## SUPPLIED DATA
○ ○ ○ ○

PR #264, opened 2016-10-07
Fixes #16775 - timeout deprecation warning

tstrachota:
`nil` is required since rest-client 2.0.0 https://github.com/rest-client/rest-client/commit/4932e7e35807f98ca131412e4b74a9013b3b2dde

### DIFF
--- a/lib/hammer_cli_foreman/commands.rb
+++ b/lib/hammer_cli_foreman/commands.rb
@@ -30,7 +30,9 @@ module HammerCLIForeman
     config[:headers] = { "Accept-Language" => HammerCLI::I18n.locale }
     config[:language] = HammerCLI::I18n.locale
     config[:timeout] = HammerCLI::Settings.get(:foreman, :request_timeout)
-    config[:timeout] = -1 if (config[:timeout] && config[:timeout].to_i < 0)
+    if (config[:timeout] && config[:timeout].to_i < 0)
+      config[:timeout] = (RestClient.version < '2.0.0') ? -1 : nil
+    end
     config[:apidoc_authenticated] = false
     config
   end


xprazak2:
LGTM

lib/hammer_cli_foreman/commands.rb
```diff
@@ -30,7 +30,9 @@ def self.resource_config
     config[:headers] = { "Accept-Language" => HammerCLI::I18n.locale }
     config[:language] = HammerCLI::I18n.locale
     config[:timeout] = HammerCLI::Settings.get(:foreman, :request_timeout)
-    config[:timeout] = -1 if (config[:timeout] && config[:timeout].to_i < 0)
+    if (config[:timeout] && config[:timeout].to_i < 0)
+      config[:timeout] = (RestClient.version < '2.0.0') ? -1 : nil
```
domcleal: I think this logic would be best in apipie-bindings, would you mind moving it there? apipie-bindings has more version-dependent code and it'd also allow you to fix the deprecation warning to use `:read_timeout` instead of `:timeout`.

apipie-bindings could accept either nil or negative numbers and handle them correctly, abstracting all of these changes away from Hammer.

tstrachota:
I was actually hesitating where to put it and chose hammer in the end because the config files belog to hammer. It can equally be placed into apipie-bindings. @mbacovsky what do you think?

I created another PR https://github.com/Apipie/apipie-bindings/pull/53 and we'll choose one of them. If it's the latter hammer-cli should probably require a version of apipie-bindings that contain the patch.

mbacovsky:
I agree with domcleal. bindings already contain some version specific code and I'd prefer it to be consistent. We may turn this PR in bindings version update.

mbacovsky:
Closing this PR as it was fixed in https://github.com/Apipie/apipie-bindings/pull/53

○ ○ ○ ○

## PROMPT
For the word "this", find all matching lines in the entries above and copy them out.

## PROBLEM SOLUTION
domcleal: I think this logic would be best in apipie-bindings, would you mind moving it there? apipie-bindings has more version-dependent code and it'd also allow you to fix the deprecation warning to use `:read_timeout` instead of `:timeout`.
I agree with domcleal. bindings already contain some version specific code and I'd prefer it to be consistent. We may turn this PR in bindings version update.
Closing this PR as it was fixed in https://github.com/Apipie/apipie-bindings/pull/53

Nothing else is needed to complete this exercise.